De Botton mentioned the secular holiday of Mother’s Day as problematic because it acknowledges only one aspect of the mother-child relationship – the positive – when the truth is that most people both love and hate their mothers.

What would a healing ritual look like in relation to my mother? I wondered.

It wasn’t until I went to the Women of Spirit and Faith spiritual leadership retreat in Atlanta months later that I found out.

On the second day of the retreat, the women gathered on the banks of the Chattahoochee river to release our rage and fear, pain and anger, to yell out what we’d held inside, against whomever we had held it against, whether for days or decades.

At first, there was silence from our self-proclaimed crowd of shitstorm-kickers.

But, then the women, especially the younger ones, began to speak.

 They spoke of women – grandmothers, mothers, sisters, friends – who ripped jagged holes in their sense of worth, love and beauty, holes they still struggled to fill as adults.

Of men – grandfathers, fathers, partners, friends, co-workers – who abused, twisted or mistreated them. Of their own fears that held them back from fulfilling their greatest potential.

Of affection and pain and joy and anger inextricably twisted into fists jammed into stomachs and hearts, silencing throats from speaking or singing.

Rachelle, our First Nation guide, urged us to release our emotions into the river and let them be carried swiftly away by the broad, cleansing water.

I stood in silence, thinking of my mother, trembling with anger, choked with sadness and pain. Finally, I spoke the words I hadn’t been able to say for months. “Amiji, I forgive you. I forgive you for loving me with all the drowning force of a tsunami, and then for disappearing into the desert of absence, leaving me no place of safety in between. I forgive you for holding me to the standards of other people, for choosing them over me from fear and shame. For all the desires you had for me that I couldn’t fulfill. For your own dreams that you had to drown, but still hoped I’d accomplish in your place someday. I forgive you because I know you still love me, even though you’ve chosen to leave me – for now.”

I said I forgave her. But, it is truer to say that the ritual was the first step on the path to forgiveness, rather than forgiveness itself. It purified and watered my parched spiritual soil and then held open the space for the seeds of something better to germinate there instead, over time.

After the river ritual, we gathered in a drum circle to celebrate the release of all that had held us back, to ground ourselves in Mother Earth, and to honor our connection to each other through singing, bowing, and dancing.

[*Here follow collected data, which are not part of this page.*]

PR #406, opened 2025-04-07
Adaptions for g/g v1.111.

Gerrit91:
## Description

We forgot to add this to the metal-stack v0.21.2 release. :(


mwennrich (approved):

Gerrit91:
Maybe we are lucky because in the next version the old annotation gets deprecated, so it will be updated during the same rollout.

PR #408, opened 2025-04-08
Move encryption-key to secret

ostempel:
## Description

Moved encryptionKey of `backup-restore-sidecar` from config to secret.


control-plane/roles/rethinkdb-backup-restore/templates/rethinkdb.yaml
```diff
@@ -230,6 +234,9 @@ metadata:
 type: Opaque
 data:
   rethinkdb-password: "{{ rethinkdb_password | b64encode }}"
+{% if rethinkdb_backup_restore_sidecar_encryption_key %}
+  encryptionKey: {{ rethinkdb_backup_restore_sidecar_encryption_key | b64encode }}
+{% endif %}
```
robertvolkmann, line 239: Mixed style.

robertvolkmann (changes requested):

Gerrit91 (approved):

control-plane/roles/rethinkdb-backup-restore/templates/rethinkdb.yaml
Gerrit91: That's right, currently we have dash-case. Maybe it's more uniform to continue with it. Apart from this seems like it works. :)

ostempel: Here the encryption-key was in the wrong secret. Just fixed it.

PR #412, opened 2025-04-11
Add option to configure `imagePullSecrets` when deploying valkey

### LINKED ISSUE #411: Support passing image pull secrets for valkey deployment
https://github.com/bitnami/charts/blob/main/bitnami/valkey/values.yaml#L22

Otherwise we run into docker rate limits in the release integration.

mac641:
## Description

Closes #411.


control-plane/roles/valkey/templates/valkey-secret.yaml
```diff
@@ -0,0 +1,12 @@
+{% if valkey_registry_auth_enabled %}
```
Gerrit91, line 1: The Ansible task should have this condition in a `when` otherwise an empty yaml file would be applied.

Gerrit91 (approved):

Listening to the women’s joyful voices, I began to understand that no matter what life brings, I cannot sever myself from my mother, my blood, my family – regardless of our choices and cyclical distances. My family is the river I am immersed in, float upon, and will swim in forever – for better, and for worse.

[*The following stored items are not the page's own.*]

PR #414, opened 2025-04-15
Static machine ports

mreiger:
## Description

Small changes to the sonic role so that static machine ports can be configured for machines that are not deployed through metal-stack


partition/roles/sonic/templates/frr.conf.j2
```diff
@@ -136,7 +145,9 @@ router bgp {{ sonic_asn }} vrf {{ i.vrf }}
   {{ a }}
     {% endfor %}
     {% endif %}
+    {% if i.keep_private_as is not defined or i.keep_private_as is false %}
```
Gerrit91, line 148: I think this changes configuration for existing deployments because it introduces a new variable and removes this line when it was not defined?

Gerrit91:
Thanks for re-opening this!

partition/roles/sonic/templates/frr.conf.j2
robertvolkmann: It removes the line if is defined and true. Looks safe for me.

partition/roles/sonic/templates/frr.conf.j2
```diff
@@ -26,12 +26,21 @@ interface {{ port }}
  no ipv6 nd suppress-ra
 {% endfor %}
 {% for k, i in sonic_interconnects.items() %}
+{% if i.vrf is defined %}
+{% for n in i.unnumbered_interfaces|default([]) %}
+!
+interface {{ n }} vrf {{ i.vrf }}
```
robertvolkmann, line 32: Why do we need `vrf` here? I never saw this before.

partition/roles/sonic/templates/frr.conf.j2
mreiger: It renders the `remove-private-AS` statement if the `keep_private_as variable` is not defined or false; existing deployments do not have the variable defined so it should not change anything.

Also it does not break the `exit` test case. :)

partition/roles/sonic/templates/frr.conf.j2
mreiger: With static machine ports we can have interconnects with `unnumbered_interfaces` in a vrf.
I changed the template to make what happens clearer; can you have another look?

mreiger: Interesting! :D

The documentation of frr I found is a bit vague, but it seems to suggest to use the `vrf` statement to add the interface to the vrf it belongs to.
Of course on Sonic there's also the `config_db.json` where this relation is also configured. I would suggest that it is safest to keep the Sonic and frr versions of the truth in sync.

This is also how the `metal-core` configures for regular machine ports; I wanted to replicate this behaviour closely so there is less of a chance for surprises.

robertvolkmann (approved):

partition/roles/sonic/templates/frr.conf.j2
Gerrit91: That's true, I  misread the condition. Thanks for clarification.

Gerrit91 (approved):

PR #418, opened 2025-04-25
Removed unsupported taint keys

robertvolkmann:
## Description

> In previous Gardener versions (< 1.5) these settings were controlled via taint keys (seed.gardener.cloud/{disable-capacity-reservation,invisible}). The taint keys are no longer supported and removed in version 1.12.

See: https://gardener.cloud/docs/gardener/seed_settings/#scheduling

Taint keys were deprecated in https://github.com/gardener/gardener/pull/2315


Gerrit91:
Thanks. Maybe it would be cool to have these seed settings configurable through a variable, too? Was the protected taint also removed as discussed in the referenced pull request?

Gerrit91 (approved):
Will carry this over into the operator PR, too.

PR #421, opened 2025-04-29
Sonic role: Enhancements to support multiple neighbors per interconnect

mreiger:
## Description

Implements changes the Sonic role to enable:
* Multiple .1q subinterfaces on a physical port
* Multiple neighbors in an interconnect with individual routemaps

This is to enable a scenario where an exit router has two upstream peers, one is the preferred and the other is the secondary one. For this purpose, the peers can have different routemaps with individual AS path lengths through the prepend_as statement.

The subinterfaces enable the two peers being on the same physical connection separated with VLAN tags. Using subinterfaces instead of VLAN interfaces with tagged ports make the purpose as external connection versus local VLAN clearer.


Honigeintopf:
Code itself looks good also no breakin changes.
If u tested this in Metro, we can merge it.

partition/roles/sonic/tasks/config_db.yaml
```diff
@@ -52,6 +63,15 @@
     sonic_running_cfg_platform: "{{ sonic_running_cfg | community.general.json_query('DEVICE_METADATA.localhost.platform') }}"
     sonic_running_cfg_ports: "{{ sonic_running_cfg | community.general.json_query('PORT')  }}"
 
+- name: Debug port entries without index
```
Honigeintopf, line 66: Are these debugs needed?

partition/roles/sonic/tasks/config_db.yaml
```diff
@@ -44,6 +44,17 @@
   ansible.builtin.set_fact:
     sonic_running_cfg: "{{ sonic_running_cfg_result.stdout | from_json }}"
 
+# Add this right after extracting the running configuration
```
Honigeintopf, line 47: And this?

iljarotar (changes requested):
With https://github.com/metal-stack/metal-roles/pull/390  a new `sonic-config` role was introduced that is meant to replace the `sonic` role in the future. Could you please add your changes to that role as well?

iljarotar:
Depends on https://github.com/metal-stack/sonic-configdb-utils/pull/20.

iljarotar (approved):

mwennrich (approved):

But taking part in this communal ritual gave me the spiritual tools to navigate my troubled waters. I’m fortified by the knowledge that the water in my body is forever connected to that sacred ritual, healing stream, and circle of spiritual sisters who gathered to sing of joy, beauty and power by a river in Georgia.

Sometimes, while standing here in my kitchen in San Francisco, I can see the afternoon light slanting golden on Meredith again sitting on the grass as the circle began to wind down, and hear her singing, “I went down to the river to pray…” Her sweet, lone voice is soon joined and buoyed in my memory by the strength of many others. The circle is the oasis that I carry within my heart and soul and drink deep from to face – and heal – the rapids to come.